(Records begins)

PR #325, opened 2015-05-23
(#305) GameObject.bodyType & GameObject.dynamics

rafcolson:
Overview:
- removal of redundant mass settings
- replaceModel update for ghost and mass
- dynamic -> dynamics & various fixes (details in description)
- GameObject.bodyType getter and setter (details in description)

I hope I documented this enough so it will be easier to overlook the code. If something isn't clear, let me know.

Edit: The ```bodyType``` variable is public because it has to be set in ```Scene.init()```. Would it be better to change the name to something less common? ```bodyTypeCurrent``` perhaps?

### DIFF
--- a/src/com/nilunder/bdx/GameObject.java
+++ b/src/com/nilunder/bdx/GameObject.java
@@ -34,6 +34,7 @@ public class GameObject implements Named{
 	public ArrayList<PersistentManifold> contactManifolds;
 	public ModelInstance modelInstance;
 	public RigidBody body;
+	public String currBodyType;
 	
 	public HashMap<String, JsonValue> props;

(Records ends)

Line by line, set the records above down again exactly.

Task answer:
PR #325, opened 2015-05-23
(#305) GameObject.bodyType & GameObject.dynamics

rafcolson:
Overview:
- removal of redundant mass settings
- replaceModel update for ghost and mass
- dynamic -> dynamics & various fixes (details in description)
- GameObject.bodyType getter and setter (details in description)

I hope I documented this enough so it will be easier to overlook the code. If something isn't clear, let me know.

Edit: The ```bodyType``` variable is public because it has to be set in ```Scene.init()```. Would it be better to change the name to something less common? ```bodyTypeCurrent``` perhaps?

### DIFF
--- a/src/com/nilunder/bdx/GameObject.java
+++ b/src/com/nilunder/bdx/GameObject.java
@@ -34,6 +34,7 @@ public class GameObject implements Named{
 	public ArrayList<PersistentManifold> contactManifolds;
 	public ModelInstance modelInstance;
 	public RigidBody body;
+	public String currBodyType;
 	
 	public HashMap<String, JsonValue> props;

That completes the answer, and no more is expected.